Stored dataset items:
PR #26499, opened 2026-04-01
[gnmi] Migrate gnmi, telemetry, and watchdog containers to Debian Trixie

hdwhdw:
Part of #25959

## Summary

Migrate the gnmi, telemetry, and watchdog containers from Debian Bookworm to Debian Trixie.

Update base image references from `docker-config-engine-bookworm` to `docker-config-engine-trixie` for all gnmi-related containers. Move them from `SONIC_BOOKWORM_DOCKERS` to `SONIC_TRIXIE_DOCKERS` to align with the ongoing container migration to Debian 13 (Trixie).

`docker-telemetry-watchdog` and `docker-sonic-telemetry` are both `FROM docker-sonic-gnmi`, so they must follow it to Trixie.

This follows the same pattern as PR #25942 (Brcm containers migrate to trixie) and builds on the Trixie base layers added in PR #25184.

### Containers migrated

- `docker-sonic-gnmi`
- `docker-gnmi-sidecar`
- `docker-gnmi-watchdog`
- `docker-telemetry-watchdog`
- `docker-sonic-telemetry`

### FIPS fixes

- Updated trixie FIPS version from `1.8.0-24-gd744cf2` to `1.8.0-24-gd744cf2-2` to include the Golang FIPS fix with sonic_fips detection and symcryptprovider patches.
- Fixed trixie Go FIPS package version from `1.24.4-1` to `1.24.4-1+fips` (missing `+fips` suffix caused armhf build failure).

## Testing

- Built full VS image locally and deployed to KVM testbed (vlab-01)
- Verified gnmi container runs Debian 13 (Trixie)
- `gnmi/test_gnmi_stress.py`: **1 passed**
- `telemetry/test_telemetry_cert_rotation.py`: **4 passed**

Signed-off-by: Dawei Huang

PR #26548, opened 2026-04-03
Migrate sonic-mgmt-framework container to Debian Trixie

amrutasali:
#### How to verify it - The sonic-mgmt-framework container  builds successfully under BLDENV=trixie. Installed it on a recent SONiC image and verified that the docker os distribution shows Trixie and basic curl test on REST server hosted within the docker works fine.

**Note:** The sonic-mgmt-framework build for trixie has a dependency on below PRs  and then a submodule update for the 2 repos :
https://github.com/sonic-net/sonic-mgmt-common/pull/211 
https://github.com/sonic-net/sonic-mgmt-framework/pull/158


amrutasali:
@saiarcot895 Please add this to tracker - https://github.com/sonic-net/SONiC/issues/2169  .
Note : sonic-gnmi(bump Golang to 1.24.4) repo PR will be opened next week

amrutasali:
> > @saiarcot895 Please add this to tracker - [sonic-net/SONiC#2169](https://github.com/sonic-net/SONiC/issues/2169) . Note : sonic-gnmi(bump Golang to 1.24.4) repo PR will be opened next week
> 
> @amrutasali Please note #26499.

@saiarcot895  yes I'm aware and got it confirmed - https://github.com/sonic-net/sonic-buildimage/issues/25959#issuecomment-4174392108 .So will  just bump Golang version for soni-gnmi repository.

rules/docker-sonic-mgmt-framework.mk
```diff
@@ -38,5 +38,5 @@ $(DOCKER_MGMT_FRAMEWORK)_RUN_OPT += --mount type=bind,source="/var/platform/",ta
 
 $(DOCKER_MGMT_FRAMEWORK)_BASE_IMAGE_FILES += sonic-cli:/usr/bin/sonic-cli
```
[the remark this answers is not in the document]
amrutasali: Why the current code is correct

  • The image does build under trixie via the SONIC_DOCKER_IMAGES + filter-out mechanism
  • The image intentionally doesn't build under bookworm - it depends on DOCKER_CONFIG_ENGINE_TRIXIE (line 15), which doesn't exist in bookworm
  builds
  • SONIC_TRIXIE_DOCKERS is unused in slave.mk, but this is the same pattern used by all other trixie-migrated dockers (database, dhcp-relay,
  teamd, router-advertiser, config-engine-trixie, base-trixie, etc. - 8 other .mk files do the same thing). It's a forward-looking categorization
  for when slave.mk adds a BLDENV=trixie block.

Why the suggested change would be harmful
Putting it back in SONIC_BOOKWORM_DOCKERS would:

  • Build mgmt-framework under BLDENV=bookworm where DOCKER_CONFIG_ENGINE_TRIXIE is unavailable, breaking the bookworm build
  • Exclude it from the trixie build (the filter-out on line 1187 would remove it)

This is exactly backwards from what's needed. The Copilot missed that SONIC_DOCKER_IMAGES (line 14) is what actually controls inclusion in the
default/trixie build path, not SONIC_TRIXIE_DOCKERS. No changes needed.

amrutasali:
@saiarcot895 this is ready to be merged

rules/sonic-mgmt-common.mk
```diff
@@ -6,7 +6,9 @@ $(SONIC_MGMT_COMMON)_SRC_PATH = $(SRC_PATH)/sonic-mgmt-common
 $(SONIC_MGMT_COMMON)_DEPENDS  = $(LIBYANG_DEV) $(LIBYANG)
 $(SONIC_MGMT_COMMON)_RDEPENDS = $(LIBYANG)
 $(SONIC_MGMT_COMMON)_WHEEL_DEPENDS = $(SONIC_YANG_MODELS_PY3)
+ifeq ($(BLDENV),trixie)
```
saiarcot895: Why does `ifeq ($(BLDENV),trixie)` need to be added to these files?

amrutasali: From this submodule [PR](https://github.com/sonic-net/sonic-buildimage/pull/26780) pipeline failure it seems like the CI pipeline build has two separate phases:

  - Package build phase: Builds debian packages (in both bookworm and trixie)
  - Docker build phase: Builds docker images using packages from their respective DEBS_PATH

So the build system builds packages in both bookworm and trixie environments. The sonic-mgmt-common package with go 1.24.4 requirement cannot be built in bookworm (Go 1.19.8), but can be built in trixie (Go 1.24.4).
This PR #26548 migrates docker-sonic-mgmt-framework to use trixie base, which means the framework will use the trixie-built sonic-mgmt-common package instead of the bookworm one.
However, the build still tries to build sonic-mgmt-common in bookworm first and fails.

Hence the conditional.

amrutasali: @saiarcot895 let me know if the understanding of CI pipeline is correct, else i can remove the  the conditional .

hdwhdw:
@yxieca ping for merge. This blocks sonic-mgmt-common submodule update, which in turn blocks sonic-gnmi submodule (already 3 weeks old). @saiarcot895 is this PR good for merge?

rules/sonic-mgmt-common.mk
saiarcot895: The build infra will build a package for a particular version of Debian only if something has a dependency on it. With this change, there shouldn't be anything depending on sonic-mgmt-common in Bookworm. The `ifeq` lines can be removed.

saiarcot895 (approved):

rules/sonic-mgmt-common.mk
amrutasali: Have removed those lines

WORK ITEM:
Reproduce each record exactly, leaving nothing out.

ANSWER TO THE EXERCISE:
PR #26499, opened 2026-04-01
[gnmi] Migrate gnmi, telemetry, and watchdog containers to Debian Trixie

hdwhdw:
Part of #25959

## Summary

Migrate the gnmi, telemetry, and watchdog containers from Debian Bookworm to Debian Trixie.

Update base image references from `docker-config-engine-bookworm` to `docker-config-engine-trixie` for all gnmi-related containers. Move them from `SONIC_BOOKWORM_DOCKERS` to `SONIC_TRIXIE_DOCKERS` to align with the ongoing container migration to Debian 13 (Trixie).

`docker-telemetry-watchdog` and `docker-sonic-telemetry` are both `FROM docker-sonic-gnmi`, so they must follow it to Trixie.

This follows the same pattern as PR #25942 (Brcm containers migrate to trixie) and builds on the Trixie base layers added in PR #25184.

### Containers migrated

- `docker-sonic-gnmi`
- `docker-gnmi-sidecar`
- `docker-gnmi-watchdog`
- `docker-telemetry-watchdog`
- `docker-sonic-telemetry`

### FIPS fixes

- Updated trixie FIPS version from `1.8.0-24-gd744cf2` to `1.8.0-24-gd744cf2-2` to include the Golang FIPS fix with sonic_fips detection and symcryptprovider patches.
- Fixed trixie Go FIPS package version from `1.24.4-1` to `1.24.4-1+fips` (missing `+fips` suffix caused armhf build failure).

## Testing

- Built full VS image locally and deployed to KVM testbed (vlab-01)
- Verified gnmi container runs Debian 13 (Trixie)
- `gnmi/test_gnmi_stress.py`: **1 passed**
- `telemetry/test_telemetry_cert_rotation.py`: **4 passed**

Signed-off-by: Dawei Huang

PR #26548, opened 2026-04-03
Migrate sonic-mgmt-framework container to Debian Trixie

amrutasali:
#### How to verify it - The sonic-mgmt-framework container  builds successfully under BLDENV=trixie. Installed it on a recent SONiC image and verified that the docker os distribution shows Trixie and basic curl test on REST server hosted within the docker works fine.

**Note:** The sonic-mgmt-framework build for trixie has a dependency on below PRs  and then a submodule update for the 2 repos :
https://github.com/sonic-net/sonic-mgmt-common/pull/211 
https://github.com/sonic-net/sonic-mgmt-framework/pull/158


amrutasali:
@saiarcot895 Please add this to tracker - https://github.com/sonic-net/SONiC/issues/2169  .
Note : sonic-gnmi(bump Golang to 1.24.4) repo PR will be opened next week

amrutasali:
> > @saiarcot895 Please add this to tracker - [sonic-net/SONiC#2169](https://github.com/sonic-net/SONiC/issues/2169) . Note : sonic-gnmi(bump Golang to 1.24.4) repo PR will be opened next week
> 
> @amrutasali Please note #26499.

@saiarcot895  yes I'm aware and got it confirmed - https://github.com/sonic-net/sonic-buildimage/issues/25959#issuecomment-4174392108 .So will  just bump Golang version for soni-gnmi repository.

rules/docker-sonic-mgmt-framework.mk
```diff
@@ -38,5 +38,5 @@ $(DOCKER_MGMT_FRAMEWORK)_RUN_OPT += --mount type=bind,source="/var/platform/",ta
 
 $(DOCKER_MGMT_FRAMEWORK)_BASE_IMAGE_FILES += sonic-cli:/usr/bin/sonic-cli
```
[the remark this answers is not in the document]
amrutasali: Why the current code is correct

  • The image does build under trixie via the SONIC_DOCKER_IMAGES + filter-out mechanism
  • The image intentionally doesn't build under bookworm - it depends on DOCKER_CONFIG_ENGINE_TRIXIE (line 15), which doesn't exist in bookworm
  builds
  • SONIC_TRIXIE_DOCKERS is unused in slave.mk, but this is the same pattern used by all other trixie-migrated dockers (database, dhcp-relay,
  teamd, router-advertiser, config-engine-trixie, base-trixie, etc. - 8 other .mk files do the same thing). It's a forward-looking categorization
  for when slave.mk adds a BLDENV=trixie block.

Why the suggested change would be harmful
Putting it back in SONIC_BOOKWORM_DOCKERS would:

  • Build mgmt-framework under BLDENV=bookworm where DOCKER_CONFIG_ENGINE_TRIXIE is unavailable, breaking the bookworm build
  • Exclude it from the trixie build (the filter-out on line 1187 would remove it)

This is exactly backwards from what's needed. The Copilot missed that SONIC_DOCKER_IMAGES (line 14) is what actually controls inclusion in the
default/trixie build path, not SONIC_TRIXIE_DOCKERS. No changes needed.

amrutasali:
@saiarcot895 this is ready to be merged

rules/sonic-mgmt-common.mk
```diff
@@ -6,7 +6,9 @@ $(SONIC_MGMT_COMMON)_SRC_PATH = $(SRC_PATH)/sonic-mgmt-common
 $(SONIC_MGMT_COMMON)_DEPENDS  = $(LIBYANG_DEV) $(LIBYANG)
 $(SONIC_MGMT_COMMON)_RDEPENDS = $(LIBYANG)
 $(SONIC_MGMT_COMMON)_WHEEL_DEPENDS = $(SONIC_YANG_MODELS_PY3)
+ifeq ($(BLDENV),trixie)
```
saiarcot895: Why does `ifeq ($(BLDENV),trixie)` need to be added to these files?

amrutasali: From this submodule [PR](https://github.com/sonic-net/sonic-buildimage/pull/26780) pipeline failure it seems like the CI pipeline build has two separate phases:

  - Package build phase: Builds debian packages (in both bookworm and trixie)
  - Docker build phase: Builds docker images using packages from their respective DEBS_PATH

So the build system builds packages in both bookworm and trixie environments. The sonic-mgmt-common package with go 1.24.4 requirement cannot be built in bookworm (Go 1.19.8), but can be built in trixie (Go 1.24.4).
This PR #26548 migrates docker-sonic-mgmt-framework to use trixie base, which means the framework will use the trixie-built sonic-mgmt-common package instead of the bookworm one.
However, the build still tries to build sonic-mgmt-common in bookworm first and fails.

Hence the conditional.

amrutasali: @saiarcot895 let me know if the understanding of CI pipeline is correct, else i can remove the  the conditional .

hdwhdw:
@yxieca ping for merge. This blocks sonic-mgmt-common submodule update, which in turn blocks sonic-gnmi submodule (already 3 weeks old). @saiarcot895 is this PR good for merge?

rules/sonic-mgmt-common.mk
saiarcot895: The build infra will build a package for a particular version of Debian only if something has a dependency on it. With this change, there shouldn't be anything depending on sonic-mgmt-common in Bookworm. The `ifeq` lines can be removed.

saiarcot895 (approved):

rules/sonic-mgmt-common.mk
amrutasali: Have removed those lines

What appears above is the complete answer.